*** Opening of GIVEN RECORDS ***

PR #4136, opened 2023-06-05
Remove compile modules by letting expect contracts produce resolved code

keyboardDrummer:
Step towards caching resolution


Source/DafnyCore/Verifier/Translator.TrStatement.cs
```diff
@@ -505,7 +505,6 @@ public partial class Translator {
         // try/recover statements are currently internal-only AST nodes that cannot be
         // directly used in user Dafny code. They are only generated by rewriters, and verifying
         // their use is low value.
-        throw new NotSupportedException("Verification of try/recover statements is not supported");
```
keyboardDrummer, line 508: `RunAllTestsMainMethod` runs post resolution, before verification, and no longer changes just the CompileModules, so the try/recover statements end up in verified code.

Running that transformation after verification causes slight changes in warning/error behavior, since then diagnostics from `RunAllTestsMainMethod` are reported after resolution.

Source/DafnyCore/Rewriters/ExpectContracts.cs
```diff
@@ -232,62 +304,41 @@ private class CallRedirector : TopDownVisitor<MemberDecl> {
...
+          CalledWrappers.Add(newTarget);
         }
       }
 
       return true;
     }
   }
 
-  internal override void PostCompileCloneAndResolve(ModuleDefinition moduleDefinition) {
-    foreach (var topLevelDecl in moduleDefinition.TopLevelDecls.OfType<TopLevelDeclWithMembers>()) {
```
atomb, line 248: I'm so happy to see this code go away! It made me unhappy to write it.

Source/DafnyCore/Verifier/Translator.TrStatement.cs
atomb: It seems to me that it'd be better to run it after verification, even if it changes warning/error behavior, since here we're adding some code to what will be verified and then just skipping verification of it. That seems fragile to me, and like it could potentially introduce soundness issues. Am I missing something?

atomb (changes requested):
This is a wonderful simplification (and I especially like that it removed the messiest part of the runtime contract checking code). I have one thing about try/recover that I'd like to discuss before merging it, though.

Source/DafnyCore/Verifier/Translator.TrStatement.cs
keyboardDrummer: Previously the code added by `RunAllTestsMainMethod` was entirely unverified, and after this PR it is verified except for the try/recover statement since we didn't implement verification for it. Doesn't that make it more instead of less sound?

atomb (approved):
Looks great!

PR #4142, opened 2023-06-07
Extract classes from Resolver.cs and NameResolutionAndTypeInference.cs

keyboardDrummer:


alex-chew:
LGTM up to and including commit e5c3b80, and I will come back to review the remaining few commits.

Source/DafnyCore/Resolver/NameResolutionAndTypeInference/NameResolutionAndTypeInference.cs
```diff
@@ -5852,6 +5852,8 @@ public record ResolveTypeReturn(Type ReplacementType, ExprDotName LastComponent)
       return rr;
     }
 
+    public record MethodCallInformation(IToken Tok, MemberSelectExpr Callee, List<ActualBinding> ActualParameters);
```
alex-chew, line 5855: Was the `ObjectInvariant` method not being used, or should we add it to this?

alex-chew (commented):
Mostly LGTM. The indentation changes in XConstraint seem to greatly confuse the diff algorithm, and by extension, me...

Source/DafnyCore/Resolver/NameResolutionAndTypeInference/NameResolutionAndTypeInference.cs
keyboardDrummer: `[ContractInvariantMethod]` is a Noop, so indeed `ObjectInvariant()` was purely for documentation purposes. I don't think we should keep it though.

keyboardDrummer:
> The indentation changes in XConstraint seem to greatly confuse the diff algorithm, and by extension, me...

I don't recall making any changes in XConstraint, besides extracting it to a separate file which changed the indentation.

Source/DafnyCore/Resolver/Resolver.cs
```diff
@@ -5818,6 +4612,7 @@ public class ResolveTypeOption {
     /// context. 
     /// </summary>
     public void CheckLocalityUpdates(Statement stmt, ISet<LocalVariable> localsAllowedInUpdates, string where) {
+      // TODO it looks like this method has no side-effects and doesn't return anything.
```
atomb, line 4615: Mysterious. We should probably investigate that more deeply at some point, so I'm adding a comment to make it slightly more visible. Given that this is a purely refactoring PR, I don't think we need to include resolving it here, though.

Source/DafnyCore/Resolver/NameResolutionAndTypeInference/NameResolutionAndTypeInference.cs
atomb: Yeah, it'd be nice to start taking more advantage of those features in this code base.

atomb (approved):
I haven't compared the source and destination text of the classes you extracted, but assuming those are all pure extractions I think this looks good.

PR #4145, opened 2023-06-07
Fix: Resource units never negative and 3 digit precision

### LINKED ISSUE #4143: Resource unit's precision is not constant
When I hover over a method using more than 1M resource unit, I don't get any digits after the 1, so the next precision is 2M RU, from simple to double !
However, when the resource unit count is less than that, I get for example 872K RU.
I would like to get at least 2 or 3 digit precision every time.

MikaelMayer:
This PR fixes #4143 and also another reported problem when resource units are greater than MAX_INT, they were displayed negatively


Source/DafnyLanguageServer/Handlers/DafnyHoverHandler.cs
```diff
@@ -313,20 +313,34 @@ class AssertionBatchIndexComparer : IComparer<AssertionBatchIndex> {
       return information;
     }
 
-    private string FormatResourceCount(int nodeResourceCount) {
+    public static string FormatResourceCount(long nodeResourceCount) {
       var suffix = 0;
+      var fractional = 0;
+      // First, round up nodeResourceCount to 3 significant digits.
```
keyboardDrummer, line 319: Could you introduce a `roundToDigits` function so we don't need the comment? Also, would another way of rounding be to divide by `nDigits - 3`, then to do `Math.floor(x + 0.5)`, and then multiply by `nDigits - 3` ?

Source/DafnyLanguageServer/Handlers/DafnyHoverHandler.cs
```diff
@@ -313,20 +313,34 @@ class AssertionBatchIndexComparer : IComparer<AssertionBatchIndex> {
...
+      var nDigits = ("" + nodeResourceCount).Length;
+      if (nDigits > 3) {
+        var toRemove = (long)Math.Pow(10, nDigits - 3);
+        nodeResourceCount += toRemove / 2;
+        nodeResourceCount -= (nodeResourceCount % toRemove);
+      }
+
       while (nodeResourceCount / 1000 >= 1 && suffix < 4) {
+        fractional = (int)(nodeResourceCount % 1000);
```
keyboardDrummer, line 328: Why do you assign to fractional in the loop instead of after it?

Source/DafnyLanguageServer/Handlers/DafnyHoverHandler.cs
```diff
@@ -313,20 +313,34 @@ class AssertionBatchIndexComparer : IComparer<AssertionBatchIndex> {
...
         nodeResourceCount /= 1000;
         suffix += 1;
       }
+      var nodeResourceCountStr = $"{nodeResourceCount:n0}";
+      var fractionalStr = nodeResourceCountStr.Length >= 3 || suffix == 0 ?
```
keyboardDrummer, line 333: Is this the same `3` as before? Can we put it in a variable?

Source/DafnyLanguageServer/Handlers/DafnyHoverHandler.cs
```diff
@@ -313,20 +313,34 @@ class AssertionBatchIndexComparer : IComparer<AssertionBatchIndex> {
...
+        "" :
+        ($".{fractional:000}").Remove(4 - nodeResourceCountStr.Length);
```
keyboardDrummer, line 335: Where does the `4` come from?

keyboardDrummer (approved):

Source/DafnyLanguageServer/Handlers/DafnyHoverHandler.cs
MikaelMayer: Because it depends on a number that is modified after this assignment.

Source/DafnyLanguageServer/Handlers/DafnyHoverHandler.cs
MikaelMayer: > Could you introduce a roundToDigits function so we don't need the comment? 

Done

> Also, would another way of rounding be to divide by nDigits - 3, then to do Math.floor(x + 0.5), and then multiply by nDigits - 3 ?

image

Indeed. I'll keep my version because it contains only one modulo compared to two division/multiplication in base 10 :-)

keyboardDrummer (approved):

Source/DafnyLanguageServer/Handlers/DafnyHoverHandler.cs
```diff
@@ -313,20 +313,41 @@ class AssertionBatchIndexComparer : IComparer<AssertionBatchIndex> {
...
+      if (nDigits > SignificativeDigits) {
+        var toRemove = (long)Math.Pow(10, nDigits - SignificativeDigits);
+        nodeResourceCount += toRemove / 2;
+        nodeResourceCount -= (nodeResourceCount % toRemove);
+      }
+
+      return nodeResourceCount;
+    }
+
+    public static string FormatResourceCount(long nodeResourceCount) {
```
keyboardDrummer, line 329: This is so much complicated code, even though .NET has quite a lot of number formatting utilities. Wouldn't `nodeResourceCount.ToString("G4")` give you more or less the same result? https://learn.microsoft.com/en-us/dotnet/standard/base-types/standard-numeric-format-strings

keyboardDrummer (approved):

Source/DafnyLanguageServer/Handlers/DafnyHoverHandler.cs
MikaelMayer: It would but without the prefixed K, M, G which are very handy.

keyboardDrummer: Is that easier to read than `e+XXX` notation? 

It might be easier to compare `8.72e+005` with `8.72e+006` than it is to compare `872K` with `8.72M`

MikaelMayer: That would be much simpler to encode, true. But is it more readable?

For me the scientific notation is like.... 5.25e005 RU? What is that? Oh that's just 525K RU? Should have told earlier :-) It's even worse when we switch between the scientific notation to the normal notation, it makes it hard to compare. For example 525*10 = 5.25e003. Hard to see where the 003 comes from or compare the two right away.
Or if we delayed the scientific notation, 525, 5250, 52500, 5.25e005.
On the other side, when the unit is the same, (which happens most of the times),  the number of digits before the comma immediately tells about the magnitude, it's a visual comparison, not something to be interpreter from numbers like 5, 6.

Here are some comparisons:
* On the Windows file system as of today, everything is expressed in KB, even if it's millions.
* Total valuations of businesses are always expressed in terms of K (kilos) M (millions) or B (billions)

Happy to discuss this further if you think the current unit system can be enhanced.

keyboardDrummer: > It's even worse when we switch between the scientific notation to the normal notation, it makes it hard to compare.

I agree, I would always do the scientific one.

> For me the scientific notation is like.... 5.25e005 RU? What is that? Oh that's just 525K RU? Should have told earlier :-)

I don't think anyone using resource counts in Dafny will have trouble reading scientific notation.

I you want to compare magnitude, comparing e00X with e00Y, versus comparing two instances of K/M/G/etc. + a number for everything between the 1000s, than the former seems simpler to me.

PR #4149, opened 2023-06-08
Add test and fix for 4144

### LINKED ISSUE #4144: Resolution regression
### Dafny version

28397e8

```dafny
module P {
  predicate m() reads {}
} 
module Q refines P {
  predicate m() { true }
}
```

```code
dafny resolve

The above example ran without error in past versions of dafny, 
but now fails with recent commit 28397e8 on 6/6.
```

### What happened?

Recent commit broke at least one valid example.

Mac

keyboardDrummer:
Fixes #4144


davidcok (approved):

RustanLeino:
This is not the right fix. For example, the problem still remains if you change the declaration of `P.m()` to:

``` dafny
  predicate m() reads []
```

or

``` dafny
  predicate m() reads multiset{}
```

The problem is that Dafny, in order:
* Resolves the `reads` clause of `P.m()` and infers the type of `{}` to be `set<object?>`.
* Checks to see that types of all expressions were inferred, which they were.
* Notices the absence of a `decreases` clause of `P.m()` and thus fills one in (based on the `reads` clause).
* Merges `P` into `Q`. In more detail, it calls `RefinementTransformer.MergeClass` for the `nwMember is Function` case, which on L853 makes a call to `CloneFunction`, which by

    ``` csharp
    refinementCloner.CloneSpecExpr(previousFunction.Decreases)
    ```

    copies the automatically generated `decreases` clause from `P.m()`. This is the part that's wrong. It should not clone the `decreases` clause if it consists of `AutoGeneratedExpression`s.
* By design, the previous step clones the expression, but not the type. Next, Dafny infers types for `Q`, including for the `decreases` clause that was cloned. This will not infer a type for the `{}` that's part of the `decreases` clause.
* Dafny checks to see that types of all expressions in `Q` were inferred, but they were not, and hence the error mentioned in the bug report is reported.

So, note that the `{}` in `reads {}` is expected to be a set of references, so Dafny happily infers its type to be `set<object?>`. However, an expression `{}` occurring in another place---here, in a `decreases` clause---is inferred to be a set of an unknown element type.

keyboardDrummer:
Are you sure letting the generatedness determine whether to copy something during refinement is the right way to go? The whole concept of autogenerated seems vague to me. You could add some new construct to the Dafny language that causes lots of code to be generated early on in resolution, which does need to be copied over for refinement.

Why not blame the decreases clause generator for generating Dafny code that by itself doesn't resolve? That seems like a more robust solution to me. We just have to extend the decreases clause generator to the other causes that it shouldn't generate, like the ones you provided.

RustanLeino:
The idea of starting over from the syntactic things that were given in the original module seems like a fine principle to me. To do that, one needs to keep track of what was auto-generated. (I think Dafny uses two ways of indicating auto-generation: `AutoGeneratedToken` and `AutoGeneratedExpression`. I don't know why, or if, we need both instead of just one.)

I think some auto-generated things happen every time, so if we don't omit them from the clone, then a second refinement (that is, a module `B` refines `A` and module `C` in turn refines `B`) would end up with two copies of them. (`:autoReq` is such an example, I believe, but we probably won't keep `:autoReq` for long.) There are also some auto-generated things that depend on the presence of absence of other things. An example is `:autocontracts`, which looks for `{:autocontracts false}` in some places. Those may or may not work for a second refinement, if the first refinement manually adds an `{:autocontracts false}`. But perhaps these sorts of things are better off following some stricter discipline than what we're doing today, which could then mean that the "don't clone auto-generated things" principle is not the best.

Your suggestion also has a good principle: Make sure any auto-generated code contains information to be resolved by itself. For the frames, this means either disallowing the empty collections, omitting empty collections, or adding the necessary type information. I wonder how many more cases there would be? For decreases generation, would it perhaps be possible to always turn every clause `reads S` into a `decreases` term `var s: set<object> := S; s`? (Here are two test cases to include, if we go that way: `reads {}` and `reads { var o :| true; o }`.)

keyboardDrummer:
> The idea of starting over from the syntactic things that were given in the original module seems like a fine principle to me. To do that, one needs to keep track of what was auto-generated.

I don't think you need to keep track of that. You can do refinement cloning before all module resolution, so refinement only clones the parsed modules. That way we don't have to think about how to track what was changed after parsing, which seems fragile to me.

What I don't like about that is that it breaks performance. If you then have a long chain of refinement, you will end up doing N^2 amount of resolution work instead of N. 

However, because of meta-programming constructs like `{:autocontracts}`, I'm not sure we can do better. You can't apply `{:autocontracts}` on a class and then use the result of that when making a clone for refinement, because the refining class might add extra fields. Do I understand that correctly?

I guess for now it might be better to let refinement cloning happen before module resolution, it seems like it was designed with that behavior in mind and that will avoid any bugs, even though it means module refinement is relatively slow.

keyboardDrummer:
Some testing shows that on 4.1.0, refinement and autoReq, and refinement and autocontracts, already don't play well together. Made two issues: https://github.com/dafny-lang/dafny/issues/4156 and https://github.com/dafny-lang/dafny/issues/4157.

RustanLeino:
> You can do refinement cloning before all module resolution, so refinement only clones the parsed modules. 

That would be great. (I had assumed refinement cloning wanted a resolved module to start with, but if it doesn't, then doing the cloning directly from parsed module is nicer.)

> ... Similarly for {:autoReq}, the refining function might add extra calls which changes the behavior of {:autoReq}. Do I understand that correctly?

Yes, you're understanding that correctly. I'm not so fond of `:autoReq`, so I would not be unhappy if we remove it altogether. As for `:autocontracts`, it can be convenient, but I'd say it's still in a prototype stage, because we've never been clear about what's supposed to happen in many cases (including refinements modules that use `:autocontract`).

> ... What are your thoughts?

This first-do-refinement-cloning approach seems like a good direction to me.

keyboardDrummer:
> That would be great. (I had assumed refinement cloning wanted a resolved module to start with, but if it doesn't, then doing the cloning directly from parsed module is nicer.)

What about the O(N^2)ness of that, does that not bother you?

I think we should identify which transformations conflicts when done inside the same module transformation loop, such as refinement cloning and `{:autocontract}`, and put them in separate module transformation loops. We can even have a mechanism that allows transformations to specify which others they conflict with and have that determine the amount of module transformation loops. We could do caching of module transformations in each of those loops to get the feeling of O(1) resolution time when working in the IDE.

PR #4151, opened 2023-06-08
Cache resolution

keyboardDrummer:
Fixes #


Source/DafnyLanguageServer/Language/Symbols/DafnyLangSymbolResolver.cs
```diff
@@ -16,53 +16,53 @@ namespace Microsoft.Dafny.LanguageServer.Language.Symbols {
...
 
-    public DafnyLangSymbolResolver(ILogger<DafnyLangSymbolResolver> logger, ITelemetryPublisher telemetryPublisher) {
-      this.logger = logger;
+    public DafnyLangSymbolResolver(ILoggerFactory loggerFactory, ITelemetryPublisher telemetryPublisher) {
+      this.loggerFactory = loggerFactory;
+      logger = loggerFactory.CreateLogger<DafnyLangSymbolResolver>();
       this.telemetryPublisher = telemetryPublisher;
     }
 
-    public CompilationUnit ResolveSymbols(TextDocumentItem textDocument, Dafny.Program program, out bool canDoVerification, CancellationToken cancellationToken) {
```
keyboardDrummer, line 28: `canDoVerification` was unused

Source/DafnyCore/AST/SystemModuleManager.cs
```diff
@@ -18,8 +22,42 @@ public class SystemModuleManager {
...
+    get {
+      if (hash == null) {
+
+        var tupleInts = tupleTypeDecls.Keys.Select(tuple => {
+          var vector32 = new BitVector32();
+          for (var index = 0; index < tuple.Count; index++) {
+            vector32[index] = tuple[index];
+          }
+          return vector32.Data;
+        });
```
alex-chew, line 42: I think the hash function makes sense to me (and appears safe), but can you clarify what the keys of `tupleTypeDecls` represent and/or how they're derived?

Source/DafnyLanguageServer.Test/Synchronization/IncludeFileTest.cs
```diff
@@ -69,7 +69,6 @@ public class IncludeFileTest : ClientBasedLanguageServerTest {
   [Fact]
   public async Task MethodWhosePostConditionFailsAndDependsOnIncludedFile() {
     var temp = (Path.GetTempFileName() + ".dfy").Replace("\\", "/");
-    Console.WriteLine("temp file is: " + temp);
```
alex-chew, line 72: Just curious - was this causing issues or was it just a leftover debug artifact?

alex-chew (commented):
I've reviewed the majority of the files but I'll need to come back to review the rest tomorrow.

Source/DafnyLanguageServer.Test/Synchronization/IncludeFileTest.cs
keyboardDrummer: The latter

Source/DafnyLanguageServer/Language/CachingResolver.cs
```diff
@@ -0,0 +1,73 @@
...
+      var dependencyHash = hashes[dependency];
+      hashAlgorithm.TransformBlock(dependencyHash, 0, dependencyHash.Length, null, 0);
+    }
+
+    hashAlgorithm.TransformBlock(cache.Builtins!.MyHash, 0, cache.Builtins!.MyHash.Length, null, 0);
+    var parseHash = moduleDeclaration.CloneId.ToByteArray();
+    hashAlgorithm.TransformFinalBlock(parseHash, 0, parseHash.Length);
+
+    return hashAlgorithm.Hash!;
+  }
```
alex-chew, line 72: Can you write some documentation about what this is doing? It's not quite clear to me (for example) why the order of dependencies' hashes doesn't need to be canonicalized (for example, by sorting `moduleVertex.Successors` or by sorting the resulting hashes), and why we can assume that `hashes[dependency]` exists.

Source/DafnyLanguageServer/Language/DafnyLangParser.cs
```diff
@@ -60,23 +60,23 @@ public sealed class DafnyLangParser : IDafnyParser, IDisposable {
             new(errorReporter.Options, document.Uri.ToUri(), document.Content)
           },
           errorReporter, cancellationToken);
+        cachingParser.Prune();
         return result;
       }
       finally {
         telemetryPublisher.PublishTime("Parse", document.Uri.ToString(), DateTime.Now - beforeParsing);
-        cachingParser.Prune();
```
alex-chew, line 67: Why not prune the cache even in case of parse errors?

alex-chew (commented):
Mostly LGTM, though I left some questions about a couple snippets related to module/ModuleDecl hashing.

Source/DafnyLanguageServer/Language/DafnyLangParser.cs
keyboardDrummer: `ParseFiles` doesn't throw an exception if there are parse errors, but it does do that if parsing was cancelled, which means some of the includes are likely not to be traversed which would change the effect of pruning, which will prunes any entry that wasn't hit since the last prune.

Source/DafnyLanguageServer/Language/CachingResolver.cs
keyboardDrummer: The order of `moduleVertex.Successors` currently depends on the order that symbols have in the source files, so it's fixed. However, you could imagine a future change to `moduleVertex.Successors` that turns it into an unordered datatype like a set, so it might be better to already order it here. Made that change.

> why we can assume that hashes[dependency] exists.

Depends on how ProgramResolver calls `ResolveModuleDeclaration`, but I have changed `CachingResolver` so it doesn't depend on that.

Source/DafnyCore/Resolver/NameResolutionAndTypeInference/NameResolutionAndTypeInference.cs
```diff
@@ -5323,7 +5323,7 @@ public record ResolveTypeReturn(Type ReplacementType, ExprDotName LastComponent)
           }
         }
         r = new IdentifierExpr(expr.tok, v);
-      } else if (currentClass is TopLevelDeclWithMembers cl && classMembers.TryGetValue(cl, out var members) && members.TryGetValue(name, out member)) {
+      } else if (currentClass is TopLevelDeclWithMembers cl && GetClassMembers(cl)?.TryGetValue(name, out member) == true) {
```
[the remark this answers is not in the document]
keyboardDrummer: It is necessary to transform the type `bool?` to `bool`

alex-chew (approved):
LGTM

*** Close of GIVEN RECORDS ***

» **WHAT YOU SHOULD DO**
Tell how many lines of the data above hold the string "TransformBlock". Give only the number.

» **SOLUTION**
2